Sander 138 ; Saffroy, I, 15227 ; Barbier, II, 755 ; Brunet, VI, 1310 ; Lipperheide 2479.

“Born in Saint-Hilaire near Orleans on November 4, 1738, Charles-Joseph Bévy, a Benedictine of the congregation of Saint-Maur and the house of Saint-Denis, had reached his thirty-eighth year when he published a work entitled: ‘Histoire des inaugurations des rois, des empereurs et des autres souverains de l’univers’ with engravings, 8vo. This book, to which the recent coronation of Louis XVI gave a special interest, attracted on the author the benevolent attention of the Count of Saint-Germain.”

The work was noticed and earned the Benedictine dom Bévy (1738-1830) the position of historiographer of France for Flanders and Hainaut.

“14 figures including 81 costumes, drawn by Michel Rieg, engraved by Ingouf and Trière. In red morocco, with the arms of the Countess of Provence, 300 fr. Bull. Morgand, 1899, n°35614.” (Cohen, 145).

“These 14 plates represent about 80 French costumes from the thirteenth to the eighteenth century”. (Colas, I, 320).

Superb copy cited by Cohen, bound specifically for Marie Josephine Louise de Savoie (1753-1810), countess of Provence, married on May 14, 1771 to Louis XVI’s brother and future king Louis XVIII.

Like her husband, this princess had a great taste for literature and owned an important library which included 1665 volumes that were dispersed during the Revolution.

“Animated by a very liberal spirit, Louise de Savoie had her moment of popular favour, by defending at the beginning of the Revolution, what she herself called, at the time, the rights of the nation, and the noise of the rather lively explanations she had on this subject, with Queen Marie-Antoinette, earned her more than once the applause of the crowd. But the excesses which followed the storming of the Bastille soon dissipated her illusions, and on 25 June 1791, the very day that the unfortunate Louis XVI was arrested at Varennes, she left France, which she was never to see again.

The Countess of Provence had, following the example of her husband, who was very interested in literature and cultivated the muses, a taste for letters and the arts.

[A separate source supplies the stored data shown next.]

PR #659, opened 2026-07-22
Loader: read inspect_prod baseline from the connection string's schema

hhkarimi:
## Why
The dev rebuild's `load_people_api` run failed at step 0 `inspect_prod` with `invalid URI query parameter: "schema"`. Root cause: the dev baseline SSM connection string (`people-db-connection-string-dev`) was changed on 2026-07-21 to a Prisma-style URL pointing at swain-db's `green` schema (`...?schema=green`). libpq/psycopg has no `schema` query param, and `inspect_prod` also hardcoded the `public` schema — so the loader couldn't read the intended `green` baseline.

`inspect_prod` reads the baseline with read-only `SELECT count(*)`; swain-db is never mutated.

## What
- **db.py:** new `_conninfo_from_ssm` strips a `?schema=<name>` param out of the URL and translates it to the libpq-native `options=-c search_path=<name>`. Connection strings without `?schema=` are byte-for-byte unchanged (no `options` added). The schema value is validated as a bare identifier before ever building the options string (no injection). Both `connect_prod` and `connect_new` route through it.
- **inspect_prod.py:** count queries drop the hardcoded `public.` (resolve via `search_path`); `_has_column` uses `current_schema()` instead of `table_schema='public'`.
- **serving_structure.py:** `extract_indexes` (advisory index-drift check) uses `current_schema()`; the PK/FK extractors (not on the baseline path) are untouched. cli.py's `extract-serving-structure` is unchanged in normal use (default search_path → `public`).
- **requirements.txt:** cache-bust bump so `astro deploy` reinstalls the loader.

## Tests
23 tests across `test_connections.py` (new `_conninfo_from_ssm` cases incl. injection rejection) and `test_inspect_prod.py` (unqualified SQL + `current_schema()`). Full suite 318 passed / 4 skipped; integration suite ran 4/4 against local pg; ruff/format/ty clean.

### DIFF
--- a/airflow/astro/requirements.txt
+++ b/airflow/astro/requirements.txt
@@ -15,7 +15,7 @@ sshtunnel>=0.4.0,<1.0.0
 # post-merge. (During review this tracked the DATA-2100 feature branch so astro-dev ran the PR's loader;
 # repinned to @main for merge — it resolves to this PR's loader once merged.) See PR #607.
 # cache-bust: bump this token whenever the loader source or this pin changes so the image reinstalls
-# (the install layer is keyed on this file; an unchanged file = a stale loader). bust=2026-07-22.1
+# (the install layer is keyed on this file; an unchanged file = a stale loader). bust=2026-07-22.2
 people-api-loader @ git+https://github.com/thegoodparty/gp-data-platform.git@main#subdirectory=people-api-loader
 # The voter-data gate runs in dbt Cloud (DbtCloudRunJobOperator) rather than locally — dbt cannot
 # run on the image's Python 3.14, and the full monorepo project needs ~24 parse-time env vars. This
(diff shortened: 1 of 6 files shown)


hhkarimi:
Closing in favor of fixing the root cause at the source. The break was a hand-edited SSM value (`people-db-connection-string-dev` got a Prisma-style `?schema=green` on 2026-07-21); we reverted that param to no schema (reads swain-db `public`, the proven config that built the 7-16 and 7-20 clusters). With the baseline on `public` by decision, the schema-honoring code here is for a path we won't use (YAGNI).

For the record, both delegate-reviewer findings were valid: (1) the options/search_path collision would silently drop a URL-supplied `options=`, and (2) changing only `extract_indexes` to `current_schema()` left `extract_primary_keys`/`extract_foreign_keys` on hardcoded `public`, an inconsistency `extract-serving-structure` would hit. If we ever deliberately move the baseline to `green`, we'll rebuild this completely and consistently.

PR #665, opened 2026-07-22
[DATA-2175] Backfill zip coverage for LLM-unmatched override positions

danpelota:
## Summary

The `override_zip_to_br_office` injection in `int__zip_code_to_br_office` only ran for override positions **absent** from the LLM match snapshot. Positions that are **present but unmatched** (`is_matched = false`) carry a `NOT_MATCHED` l2_district, so the match-driven path places them nowhere, and the override path excluded them because they have a snapshot row. The result: the position gets a district in `m_election_api__position` but no zip rows, so the office is invisible to the officepicker (empty `positions/search?zip=` and empty `getZipCodesByBrPositionId`).

This surfaced as a missing office: KY District Court Judge, 51st District (Henderson County), br_database_id 86432/86433.

## Change

- Scope the backfill exclusion to genuinely matched positions (`is_matched`), so unmatched overrides flow through `override_zip_to_br_office`.
- Widen `assert_override_positions_have_zip_coverage` to match. The test previously used the same `br_database_id not in (snapshot)` filter and shared the exact blind spot, so it passed despite the gap.

No collision risk: every `is_matched = false` override position has `l2_district_type = 'NOT_MATCHED'`, so it produces zero rows in the match-driven path and cannot duplicate the unique key.

## Verification

Built `int__zip_code_to_br_office` and reran its tests (18 pass, including the widened coverage test). Zip rows now generated:

| br_database_id | position | zips |
| --- | --- | --- |
| 86432 | KY District Judge, District 51, Div 1 | 10 (Henderson) |
| 86433 | KY District Judge, District 51, Div 2 | 10 (Henderson) |
| 86451 | KY District Judge, District 8, Div 1 | 10 (Warren) |
| 413282 | KY District Judge, District 22, Div 6 | 24 (Fayette) |

59 of 65 KY override positions were affected; likely other states too.

## Test plan
- [ ] CI dbt build + tests green
- [ ] After marts sync, `getZipCodesByBrPositionId` returns Henderson zips for 86432/86433
- [ ] Office appears when impersonating a Henderson County voter file

---

> [!NOTE]
> **Medium Risk**
> Changes which BallotReady positions get zip rows in a core election/officepicker path; scope is narrow and matched rows are explicitly excluded to avoid unique-key collisions.
> 
> **Overview**
> **`override_zip_to_br_office`** in `int__zip_code_to_br_office` now treats override positions as already handled by the LLM path only when they have a **genuinely matched** snapshot row (`is_matched`), not merely any snapshot row. Override seeds for positions that appear in the LLM table but are **unmatched** (`NOT_MATCHED` districts) are included again, so they get zip→office rows from the override seed instead of zero coverage.
> 
> **`assert_override_positions_have_zip_coverage`** uses the same `is_matched` filter and renames the CTE to `llm_unplaceable_overrides`, so the test catches the same gap the model fix addresses. Comments and the override `llm_reason` string are updated to describe both absent-from-snapshot and unmatched-in-snapshot cases.
> 
> <sup>Reviewed by [Cursor Bugbot](https://cursor.com/bugbot) for commit 73037ffc081d275ab23680ddef603b5e2616d140. Configure [here](https://www.cursor.com/dashboard/bugbot).</sup>

## Deploy note

This change corrects 54 override positions the LLM matched to the wrong district (e.g. Sioux Falls ward seats matched to the whole city). Their stale LLM-district rows must be purged with a one-time `dbt build --full-refresh --select int__zip_code_to_br_office` on deploy; an incremental merge cannot delete them.

### DIFF
--- a/dbt/project/models/intermediate/l2/int__zip_code_to_br_office.sql
+++ b/dbt/project/models/intermediate/l2/int__zip_code_to_br_office.sql
@@ -102,11 +102,13 @@ with
     ),
 
     -- Same zip->office linkage as above, but built from the override seed for
-    -- positions absent from the LLM snapshot (the match-driven path keys off
-    -- the snapshot, so they would otherwise get zero zip rows). Scoped to
-    -- snapshot-absent overrides, so existing overrides are untouched and the
-    -- unique key cannot collide. Reads the unfiltered zip->district source so a
-    -- new override backfills without a full refresh.
+    -- positions the LLM path can't place: those absent from the snapshot and
+    -- those present but unmatched (is_matched = false, which carry a
+    -- 'NOT_MATCHED' l2_district and so join to no zip district). Both would
+    -- otherwise get zero zip rows. Scoped to exclude only genuinely matched
+    -- positions, so LLM-matched rows are untouched and the unique key cannot
+    -- collide. Reads the unfiltered zip->district source so a new override
+    -- backfills without a full refresh.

Her library, whose handwritten catalogue is in the Arsenal, had been composed with much intelligence, and included 1 665 volumes, which were dispersed during the Revolution. The municipalities of Versailles and Fontainebleau shared the most important ones, some cities of the departments received some of them, the rest were sold or stolen.

The books in this collection, more interesting than is generally believed, are, with very rare exceptions, uniformly covered with red morocco. Their binding is the work of a conscientious workman.”

Ernest Quentin Bauchart, Les Femmes bibliophiles de France, II, pp. 313-315.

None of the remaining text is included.